# Pavé tactile sous Windows 10 (Bootcamp)



## YSG (20 Février 2020)

Bonjour,
Lorsque j'utilise Windows 10 sous Bootcamp, est-il possible d'utiliser le tactile du trackpad de mon MBP? En effet pour sélectionner un dossier (par exemple) je suis obligé de cliquer avec un appui physique sur le trackpad, alors que sous MacOs le simple fait de toucher le trackpad sélectionne le dossier. Bref du vrai tactile doux, sans bruit. 
Est-il possible de faire la même chose avec Windows 10?

Merci.


----------



## sinbad21 (20 Février 2020)

YSG a dit:


> Bonjour,
> Lorsque j'utilise Windows 10 sous Bootcamp, est-il possible d'utiliser le tactile du trackpad de mon MBP? En effet pour sélectionner un dossier (par exemple) je suis obligé de cliquer avec un appui physique sur le trackpad, alors que sous MacOs le simple fait de toucher le trackpad sélectionne le dossier.

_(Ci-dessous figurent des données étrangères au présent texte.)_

PR #666, opened 2016-04-13
TEIID-4112 Fix recursive CTE pushdown with Oracle

asmigala:


shawkins:
Is this something that you validated with GSS?  In this case the error message from oracle is erroneous - it is not a recursive common table expression, but a bug when the common table name matches the current schema name.  Also support for the column list depends greatly on the specific oracle version - even when recursive common tables are supposed to be supported with 11.2 - our test instance of 11.2.0.2 does not allow a column list.  However it does look like the column list is definitely required for oracle 12+ so a change similar this with will be needed once all of the version specifics get hashed out.

asmigala:
Reopened as #667 with correct JIRA issue

PR #667, opened 2016-04-13
TEIID-4134 Fix recursive CTE pushdown with Oracle

asmigala:
This might not be sufficient fix, due to possible issues with some specific Oracle 11g versions.


shawkins:
If possible I'd also like to get the update to the pushdown version in this change as well.  If we can't find a better answer, the it should be set to 11.2.0.4 since we have confirmation that will work.

PR #669, opened 2016-04-15
TEIID-4142: update loadmatview as a universal procedure to update Mat View

kylinsoong:
update loadmatview as a universal procedure that can update both Internal and External Mat View

### DIFF
--- a/engine/src/main/resources/org/teiid/metadata/SYSADMIN.sql
+++ b/engine/src/main/resources/org/teiid/metadata/SYSADMIN.sql
@@ -150,6 +150,15 @@ BEGIN
 	END		  
 
 	DECLARE string statusTable = (SELECT "value" from SYS.Properties WHERE UID = VARIABLES.uid AND Name = '{http://www.teiid.org/ext/relational/2012}MATVIEW_STATUS_TABLE');
+
+        /* statusTable is null hints View is Internal Mat View*/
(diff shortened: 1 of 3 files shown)


vhalbert:
Looking at:
      /* statusTable is null hints View is Internal Mat View*/
+        IF (statusTable IS NULL)

An external materialized table isn't required to define a status table, will that cause an issue here? (unless this has changed in 9.x)

shawkins:
> An external materialized table isn't required to define a status table, will that cause an issue here? 

An external materialized view is required to have a status table.

vhalbert:
Did this start in 9.x or is this also required in 8.12.x?   I asked, because reading the doc's, there's nothing indicating "required" as there are for other settings.

shawkins:
No, this is not new - https://docs.jboss.org/author/display/teiid812final/External+Materialization optional=false

kylinsoong:
@vhalbert, if you look the external document [1], In extension properties section, `teiid_rel:MATVIEW_STATUS_TABLE` optional is false. Also as [2] around line 77, if statusTable is null throw TranslatorException

[1] https://teiid.gitbooks.io/documents/content/caching/External_Materialization.html
[2] https://github.com/teiid/teiid/blob/master/engine/src/main/java/org/teiid/query/metadata/MaterializationMetadataRepository.java

PR #422, opened 2020-04-15
Update/perils

gustaveen:
Screenshot 2020-04-15 at 13 39 33


src/components/Perils/data/usePerils.ts
```diff
@@ -7,7 +7,7 @@ export const usePerils = (insuranceType: TypeOfContract, locale: Locale) => {
   const [perils, setPerils] = useState<[] | Peril[]>([])
 
   const fetchPerils = async () => {
-    const url = `https://giraffe.hedvig.com/graphql`
+    const url = `https://graphql.dev.hedvigit.com/graphql`
```
palmenhq, line 10: hm. Should we maybe make this an environment variable instead?

gustaveen: yes, let's do it when I change it back tomorrow :)

PR #423, opened 2020-04-15
Feature/header market picker

gustaveen:
Will break out the Market Picker out to it's own component but this will do for now


src/blocks/HeaderBlockBrandPivot/HeaderTop.tsx
```diff
@@ -0,0 +1,279 @@
...
+  svg {
+    transform: rotate(45deg);
+  }
+`
+
+export const HeaderTop: React.FC<HeaderTopProps> = ({
+  transparent,
+  inverse,
+}) => {
+  const [openMarketPicker, toggleMarketPicker] = useState<boolean>(false)
```
palmenhq, line 217: this sounds like a function that'll open the market picker, maybe `isMarketPickerOpen` or `marketPickerOpen`?

PR #440, opened 2020-04-22
Fix cookie consent not unmounting

gustaveen:
This would not un mount when closing the cookie consent, only on reload when the cookie is already set.


palmenhq (approved):
hehe oops

PR #443, opened 2020-04-22
Put back segment snippet

palmenhq:


gustaveen (approved):
So segment handles some other tracking? Or why do we need to put it back?

palmenhq:
@gustaveen yes exactly, among other things. We're trying to replace it with GTM but apparently it wasn't this easy 🙈

PR #444, opened 2020-04-23
Refactor/global styling

gustaveen:
Adjust global styling to new theme.

Also added font-smoothing rule to body in order to make the font render thinner like the design. This is commonly used but not optimal since it has mixed support between browsers and might be discontinues in the future. The other option would be to try out using Favorit Light on the web but since we haven't bought that font and they were rather expensive we'll resort to this solution for now.


palmenhq (approved):
nice

PR #447, opened 2020-04-27
Fix/hreflang

gustaveen:
Address the following issues

- hreflang in `meta.tsx` for root gets a trailing slash and hence returns a 301 (/se/ -> /se)
- / redirects to /se/ and then to /se


palmenhq (approved):
nice!

PR #460, opened 2020-05-19
Introduce storyblok "hot" reloading instead of a hard page reload

palmenhq:
This'll cause the page content to update without reloading the page, both inline the storyblok editor and on a 5 sec interval if you add `?live_reload=true` to the url :)


gustaveen (approved):
Oh I like! Let's try it out 🙌

PR #466, opened 2020-05-25
Fix/image block

gustaveen:
Screenshot 2020-05-25 at 14 41 12

### DIFF
--- a/src/blocks/YoutubeVideoBlock/YoutubeVideoBlock.tsx
+++ b/src/blocks/YoutubeVideoBlock/YoutubeVideoBlock.tsx
@@ -1,18 +1,24 @@
 import { css, keyframes } from '@emotion/core'
 import styled from '@emotion/styled'
 import { colorsV3 } from '@hedviginsurance/brand'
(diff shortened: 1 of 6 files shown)


src/blocks/YoutubeVideoBlock/YoutubeVideoBlock.tsx
```diff
@@ -122,11 +127,13 @@ const VideoFrame = styled.iframe<{ width?: number; height?: number }>`
 interface YoutubeVideoBlockProps extends BrandPivotBaseBlockProps {
   overlay_image: Image
   video_id: string
+  caption?: MarkdownHtmlComponent
```
palmenhq, line 130: should we add this to the `storyblok/components.json`  file?

gustaveen: Yes! I didn't know what the best way was to get it locally but I will do a sync from staging as you suggested :)

gustaveen: The other way around haha, fetch to my local setup. Updated now anyway :)

PR #467, opened 2020-05-25
Remove branch link from all components

gustaveen:
- Make button link optional in ImageTextBlockBrandPivot. We're unable to sae and publish pages right now so this is urgent ⚠️
- Remove all branch links since we don't use them anymore


palmenhq (approved):
Should we also remove the `AppLink` component maybe?

PR #505, opened 2020-07-29
Chore/remove unused bloks

gustaveen:
This is part of the Storyblok clean up i.e. removing unused and legacy components. When we did the redesign we copied the old component and made a new one named {Component}BrandPivot. So in most of the cases I will remove the none suffixed component and keep the BrandPivot instance.

I will try to make this in smaller batches to not have a massive PR in the end 😅


src/blocks/index.tsx
```diff
@@ -47,7 +46,7 @@ const blockComponents = {
   header_block: HeaderBlock,
   header_block_brand_pivot: HeaderBlockBrandPivot,
   about_us_hero_block: AboutUsHeroBlock,
-  accordion_block: AccordionBlock,
+  accordion_block: AccordionBlockBrandPivot,
```
gustaveen, line 47: Still have some page where this is used so will just map this to the new component until it's removed in the CMS

gustaveen:
> image
> 
> Love it 🧹

Haha yeah it feels soo nice! 😄

PR #694, opened 2021-01-15
Add DataStore for new revocation charts

### LINKED ISSUE #657: [API-FE] Build a query string based on the current filter state,

### LINKED ISSUE #686: [API-FE] Implement that datastore for the API data
We need to implement a datastore for the API data so that every chart component receives its data as a prop. This is so we can improve the memory, since all anonymous functions defined in the same scope as the `useChartData` hook (which defines apiData) ends up holding onto a reference of the large data object. This solution will separate those definitions and should lower the retained memory size. 

**Additional context**

daschi:
## Description of the change

This PR adds two new features:

- Implement a DataStore for the MO and PA dashboard charts so that data fetching and state management is taken out of the components and out of useEffect hooks. 
- Request a new dataset on every filter change

There is a *lot* of duplication in this PR for each DataStore. I decided to spell everything out at this stage because I'm still learning mobx and wanted to get something working to test the IE11 memory performance before DRYing it up. 

This adds the following mobx data stores:

- DataStore - Parent store that initializes the other datastores and makes them available through the useRootStore context hook
- CaseTableStore
- MatrixStore
- RevocationsOverTimeStore
- RevocationsChartsStore - This is one store for the revocations charts since we only want to store one chart's data at a time in the app state

All of the chart datastores should be more or less the same with some small differences in the `filteredData` getter. The `RevocationsChartsStore` has a slightly different `fetchData` function since it fetches data based on the selected chart.

TODO: 
- [x] Use the DataStore for the DistrictFilter
- [x] IE11 performance testing with production build
- [x] Add tests for the new stores

## Type of change

## Related issues

> Closes #686 
> Closes #657 

### Development

### Code review


src/RootStore/DataStore/RevocationsOverTime.js
```diff
@@ -0,0 +1,141 @@
...
+
+    reaction(
+      () => getQueryStringFromFilters(this.queryFilters),
+      (queryString) => this.fetchData(queryString)
+    );
+  }
+
+  get queryFilters() {
+    return Object.fromEntries(toJS(this.filtersStore.filters));
+  }
```
macfarlandian, line 88: why doesn't this just call `getQueryStringFromFilters`?

src/RootStore/RootStore.js
```diff
@@ -15,24 +15,45 @@
...
 
+  auth0Context = observable.map({ loading: true });
+
   constructor() {
-    makeObservable(this, { filters: computed, currentTenantId: computed });
+    makeObservable(this, {
+      filters: computed,
+      currentTenantId: computed,
+      setAuth0Context: action,
+    });
```
macfarlandian, line 41: i think you should include `getTokenSilently` here too as a `computed`?

src/api/metrics/urlHelpers.js
```diff
@@ -0,0 +1,37 @@
...
+// =============================================================================
+import qs from "qs";
+
+/**
+ *
+ * @param {Object} filters - The filter values used to construct the query string to request metric data
+ * @param {string} filters.chargeCategory - A charge category or "All"
+ * @param {Array} filters.district - District IDs or "All"
+ * @param {string} filters.metricPeriodMonths - The number of months in the time period
+ * @param {string} filters.supervisionType - Supervision Type of "All"
```
macfarlandian, line 25: *or

src/components/charts/new_revocations/CaseTable/CaseTable.js
```diff
@@ -29,29 +28,23 @@ import {
...
 import { useRootStore } from "../../../../StoreProvider";
 import { METRIC_PERIOD_MONTHS } from "../../../../constants/filterTypes";
+import { dataStorePropTypes } from "../../propTypes";
 
 export const CASES_PER_PAGE = 15;
 
-const CaseTable = ({ dataFilter }) => {
-  const { currentTenantId, filtersStore } = useRootStore();
+const CaseTable = ({ dataStore }) => {
+  const { filtersStore } = useRootStore();
```
macfarlandian, line 40: I don't quite understand why one store comes in as a prop while the other is read from the context? (same question applies to all of the other components that do this)

if nothing else it is making this code hard to follow because it is not obvious which store is being used where

src/components/charts/new_revocations/CaseTable/CaseTable.js
```diff
@@ -29,29 +28,23 @@ import {
...
-  const { isLoading, isError, apiData } = useChartData(
-    `${currentTenantId}/newRevocations`,
-    "revocations_matrix_filtered_caseload"
-  );
-
   const sortedData = useMemo(() => {
-    return dataFilter(apiData || []).sort(comparator);
-  }, [dataFilter, apiData, comparator]);
+    return dataStore.filteredData.sort(comparator);
+  }, [dataStore.filteredData, comparator]);
```
macfarlandian, line 47: I wonder whether it would be cleaner for sorting to be done on the datastore instead of here? mutating the `computed` array in this component feels like it could be bug-prone or at the very least somewhat obscure

src/components/charts/new_revocations/CaseTable/CaseTable.js
daschi: @jovergaag After chatting on slack, we decided to move these into the components.

src/components/charts/new_revocations/CaseTable/CaseTable.js
daschi: For now I updated this to copy the data before calling sort on it. I think this PR is already pretty big so would like to separate out thinking through moving this to the datastore in a different branch.

macfarlandian:
@daschi are the TODOs in the description things you are planning to add to this PR? just wondering whether I should wait for more changes before reviewing again

src/RootStore/DataStore/CaseTable.js
```diff
@@ -0,0 +1,117 @@
...
+
+  isError = false;
+
+  apiData = [];
+
+  filteredData = [];
+
+  metadata = {};
+
+  auth0Context = observable.map({ loading: true });
```
jovergaag, line 47: This is coming from the `rootStore` so I don't think we need it as a a class attribute anymore.

src/RootStore/DataStore/Matrix.js
```diff
@@ -0,0 +1,115 @@
...
+      () => this.fetchData(this.queryFilters)
+    );
+
+    reaction(
+      () => this.queryFilters,
+      (queryString) => this.fetchData(queryString)
+    );
+  }
+
+  get queryFilters() {
```
jovergaag, line 76: This is never different per data store right? Should we put this on the parent `DataStore` class?

src/RootStore/DataStore/RevocationsCharts.js
```diff
@@ -0,0 +1,144 @@
...
+    );
+
+    reaction(
+      () => this.selectedChart,
+      () => this.fetchData(this.queryFilters)
+    );
+
+    reaction(
+      () => this.queryFilters,
+      (queryString) => this.fetchData(queryString, false)
```
jovergaag, line 89: I think we should set `isLoading` to true here. When I was playing around with this, I changed a filter, and during the time that the fetch was happening in the background the chart didn't change - then all of a sudden it changed. This might be confusing to a user because they may not understand that the chart changed in response to the filter change. I think it would be more clear (on all charts) to set `isLoading` to true when the fetch is initiated.

@sychang Thoughts on this? Should we show the loading indicator in the chart if a filter is changed such that it is requesting new data?

src/RootStore/DataStore/CaseTable.js
```diff
@@ -0,0 +1,117 @@
...
+    });
+
+    this.rootStore = rootStore;
+
+    when(
+      () => !get(this.rootStore.auth0Context, "loading"),
+      () => this.fetchData(this.queryFilters)
+    );
+
+    reaction(
```
jovergaag, line 69: I think this can be an `autorun` instead of `reaction`, for all data stores.

src/RootStore/DataStore/RevocationsOverTime.js
```diff
@@ -0,0 +1,143 @@
...
+    });
+
+    return filterOptimizedDataFormat({
+      apiData: data,
+      metadata,
+      filterFn: dataFilter,
+    });
+  }
+
+  get districts() {
```
jovergaag, line 132: I find this a little confusing to keep this in this store. Ultimately it doesn't matter which metric file we're pulling the list of districts from, but I think it would make more sense to store this list elsewhere.  

We have a feature coming down the pipe where we will receive a file ` supervision_location_ids_to_names.json` which will list all the district numbers and map them to their name to be displayed in the filter. When we implement that we will use that as the list of districts for the filter. Until then, parsing them from this metric file is fine, lets just let it live elsewhere.

What about in the `FiltersStore`?

src/RootStore/RootStore.js
```diff
@@ -15,24 +15,46 @@
...
     this.filtersStore = new FiltersStore({ rootStore: this });
+    this.dataStore = new DataStore({ rootStore: this });
+  }
+
+  setAuth0Context() {
+    const auth0Context = useAuth0();
+    this.auth0Context.merge(auth0Context);
+  }
+
+  get getTokenSilently() {
```
jovergaag, line 56: Why can't we just access this directly from `rootStore.auth0Context`?

src/api/metrics/urlHelpers.js
```diff
@@ -0,0 +1,37 @@
...
+// =============================================================================
+import qs from "qs";
+
+/**
+ *
+ * @param {Object} filters - The filter values used to construct the query string to request metric data
+ * @param {string} filters.chargeCategory - A charge category or "All"
+ * @param {Array} filters.district - District IDs or "All"
+ * @param {string} filters.metricPeriodMonths - The number of months in the time period
+ * @param {string} filters.supervisionType - Supervision Type or "All"
```
jovergaag, line 25: We're missing `supervisionLevel` in this list. MO and PA have different filters enabled 🎊 .

src/components/Revocations.js
```diff
@@ -108,92 +98,23 @@ const Revocations = () => {
...
-              dataFilter={matchesAllFilters({
-                filters,
-                skippedFilters: [DISTRICT],
-              })}
-              timeDescription={timeDescription}
-            />
-          </ErrorBoundary>
-        }
-      />
+      <RevocationCharts timeDescription={timeDescription} />
```
jovergaag, line 113: 😍

jovergaag: I think we lost our `ErrorBoundary` around these charts.

src/components/charts/new_revocations/CaseTable/CaseTable.js
```diff
@@ -29,43 +28,31 @@ import {
...
-
   const [page, setPage] = useState(0);
   const { sortOrder, toggleOrder, comparator } = useSort();
 
-  const { isLoading, isError, apiData, unflattenedValues } = useChartData(
-    `${currentTenantId}/newRevocations`,
-    "revocations_matrix_filtered_caseload",
-    false
-  );
+  const filteredData = store.filteredData.slice();
```
jovergaag, line 45: Why is this necessary?

src/components/charts/new_revocations/RevocationCharts/RevocationCharts.js
```diff
@@ -78,19 +113,14 @@ const RevocationCharts = ({
         ))}
       </div>
       <div className="RevocationCharts__chart">
-        {renderSelectedChartSingularLoad()}
+        <ErrorBoundary>{renderSelectedChartSingularLoad()}</ErrorBoundary>
```
jovergaag, line 116: Oh there it is. Nevermind!! :)

src/components/charts/new_revocations/RevocationCharts/RevocationCharts.js
```diff
@@ -32,31 +42,56 @@ const CHARTS = [
...
-  officerChart,
-  violationChart,
-  genderChart,
-  raceChart,
-  districtChart,
-}) => {
-  const [selectedChart, setSelectedChart] = useState(CHARTS[0]);
+const RevocationCharts = ({ timeDescription }) => {
+  const { dataStore } = useRootStore();
+  const store = dataStore.revocationsChartsStore;
```
jovergaag, line 47: Is there a benefit to accessing the store in this parent and passing it down to the chart rather than accessing it directly in the chart?

src/components/charts/new_revocations/RevocationsByOfficer/RevocationsByOfficer.js
```diff
@@ -80,7 +76,7 @@ const RevocationsByOfficer = ({ dataFilter, timeDescription }) => {
           />
         );
       }}
-      generateChartData={createGenerateChartData(dataFilter)}
+      generateChartData={createGenerateChartData(dataStore)}
```
jovergaag, line 79: Eventually we should generate this chart data in the data store and pass the transformed data to the chart. For another day...

jovergaag (changes requested):
Holy cow this is so nice! Those components are looking so fresh and clean!

I found a few little issues and have a few questions. But this is getting really close I think!

src/RootStore/DataStore/DataStore.js
```diff
@@ -0,0 +1,48 @@
...
+import CaseTableStore from "./CaseTable";
+
+export default class DataStore {
+  rootStore;
+
+  revocationsOverTimeStore;
+
+  matrixStore;
+
+  revocationsCharts;
```
jovergaag, line 31: I find the plural `revocationsCharts` to be a little misleading, thinking that it would have the data for all the charts. Maybe just `revocationsChart`?

src/RootStore/DataStore/RevocationsCharts.js
sychang: Yes, let's add the loading indicator!

daschi:
@macfarlandian I did the IE11 performance testing last Friday, and I'll spend this morning adding the tests for the new data stores and responding to Jen's comments. I'll re-request a review when that's ready! Thanks for checking

src/RootStore/DataStore/Matrix.js
daschi: Yeah I would like to DRY up the stores, but right now the `DataStore` is not a parent class, it's acting as a "root store" for all of the data stores. I think I could create another store as an abstract class like `BaseDataStore` that will be the parent to the other stores and have all of the shared attributes.

src/RootStore/DataStore/CaseTable.js
daschi: Ah okay, that makes sense. I would remove the `when` and the `reaction` and replace it with `autorun` that checks the auth0Context condition.

src/RootStore/RootStore.js
daschi: I think we can, I was probably overthinking it :)

src/components/charts/new_revocations/CaseTable/CaseTable.js
daschi: I added this to avoid directly mutating the observable data on line 46 with the sort. @macfarlandian mentioned we should move the sorting to the data store. I started going down that path but it seemed a little more complicated and figured this PR was already getting pretty big that we could tackle that in a separate issue.

src/components/charts/new_revocations/RevocationCharts/RevocationCharts.js
daschi: Yeah, but you make a good point that it's a little hidden. I'm going to move this back into the `Revocations` component so it matches all the other components' pattern.

src/components/charts/new_revocations/RevocationCharts/RevocationCharts.js
daschi: I kept it here since we need the `setSelectedChart` and `selectedChart` states in this parent component, but I'm open to also connecting each of the child component charts directly to the store too since mobx says it's better to access the data closer to the rendering component.

src/RootStore/DataStore/RevocationsOverTime.js
daschi: Oh okay, in that case what do you think about creating a `DistrictsStore`, that will eventually fetch the new json file?

src/RootStore/RootStore.js
jovergaag: Oh I see, ok. The `UserStore` removes the useAuth0 context so we will prob have to make adjustments depending on who merges first!

daschi:
This is ready for another review. I pulled out the shared properties and methods into a `BaseDataStore` superclass and added a test for that class. I think there's still some more tests that could be added for each DataStore's `filterData` function, which I could look into tomorrow (or move onto a new issue?). Let me know what you think..

src/components/charts/new_revocations/CaseTable/CaseTable.js
jovergaag: As we've discussed before, I think we should do all the data prep in the store and only send formatted/sorted/filtered data to the components. One day we will be there :)

src/components/charts/new_revocations/ToggleBar/DistrictFilter.js
```diff
@@ -93,9 +77,9 @@ const DistrictFilter = () => {
         isSearchable
       />
     );
-  }, [district, isLoading, apiData, filtersStore, filters]);
+  };
 
-  return <FilterField label="District">{select}</FilterField>;
+  return <FilterField label="District">{getSelectElement()}</FilterField>;
```
jovergaag, line 82: Oh nice. I was wondering what was wrong with the district filter. Thanks for fixing it!!

src/RootStore/DataStore/BaseDataStore.js
```diff
@@ -0,0 +1,111 @@
...
+      eagerExpand: true,
+    });
+
+    this.file = file;
+
+    this.rootStore = rootStore;
+
+    autorun(() => {
+      if (!get(this.rootStore.auth0Context, "loading")) {
+        this.fetchData(this.queryFilters);
```
jovergaag, line 71: One thing that is a little wonky with this (only in IE11 - Chrome is fine) - when I'm on the profile page and switch from one Lantern tenant to the other...the page becomes unresponsive for 20 seconds or so (depending on if switching to PA or MO) while the data is fetched and loaded. This means the user can't navigate back to the dashboard because the "Lantern" button is disabled for a while.

However, only Recidiviz and CSG users are the ones who are able to switch tenants...so maybe this isn't a big deal? I'm inclined to say not a big deal for now...CSG users are not on IE11 (at least to my knowledge). @sychang Does this seem like something we need to resolve? 

We can kick off the fetch when the user navigates back to the dashboard page to make IE11 happy...but it is kind of nice to have that fetching happening in the background for non-IE11 browsers so that when the user gets to the dashboard the data/charts are ready to go.

jovergaag (changes requested):
THIS IS USEABLE IN IE11!!! I actually used the dashboard in IE11- filtered and switched charts for at least 10 mins and it never crashed. Well done!!!

Just one issue with `eagerExpand`, but its oh so close!

src/RootStore/DataStore/BaseDataStore.js
sychang: This is absolutely not a big deal, since no one on Recidiviz nor CSG are using IE11

jessex: Just flying by with a quick comment: sounds like something to defer to some later point, so let's just make sure we file a task so we don't forget!

src/RootStore/DataStore/RevocationsOverTimeStore.js
```diff
@@ -0,0 +1,98 @@
...
+    super({ rootStore, file: `revocations_matrix_by_month` });
+    makeObservable(this, {
+      fetchData: flow,
+      expandedData: observable.shallow,
+      // TODO: Remove once we get a separate districts file
+      districts: computed,
+    });
+  }
+
+  *fetchData(queryString = "") {
```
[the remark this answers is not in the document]
daschi: This needs to also store the expanded data to create the `districts` data. I'm going to open a separate issue to create a `DistrictsStore` as a fast follow to this.

src/RootStore/__tests__/BaseDataStore.test.js
```diff
@@ -0,0 +1,155 @@
...
+        expect(baseStore.isError).toEqual(false);
+      });
+
+      it("sets apiData", () => {
+        expect(baseStore.apiData).toEqual([["0"], ["0"]]);
+      });
+    });
+  });
+
+  describe("when API responds with an error", () => {
```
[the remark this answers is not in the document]
daschi: I added a note to that issue that data fetching is coming from the data stores now for new revocations charts.

src/api/metrics/__tests__/urlHelpers.test.js
```diff
@@ -0,0 +1,43 @@
+// Recidiviz - a data platform for criminal justice reform
```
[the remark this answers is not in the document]
daschi: Do you mean `getQueryStringFromFilters`? Yeah I can move it into the DataStore helpers.

src/components/charts/new_revocations/CaseTable/CaseTable.js
daschi: I can open a issue for this

src/RootStore/DataStore/BaseDataStore.js
daschi: I can open an issue for this

src/api/metrics/__tests__/urlHelpers.test.js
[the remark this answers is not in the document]
jovergaag: Yes thats what I meant. Thanks for being psychic :)

jovergaag (approved):
You're a hero 🌈

macfarlandian (approved):
🎉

Bref du vrai tactile doux, sans bruit.
> Est-il possible de faire la même chose avec Windows 10?
> 
> Merci.


Bonjour,

Ça se trouve dans le panneau de configuration Boot Camp sous Windows :


----------



## YSG (20 Février 2020)

Merci!
Je vais essayé ça dès ma prochaine cession sous Bootcamp.


----------



## B3k3ncHou (31 Janvier 2022)

merci ça marche parfaitement


----------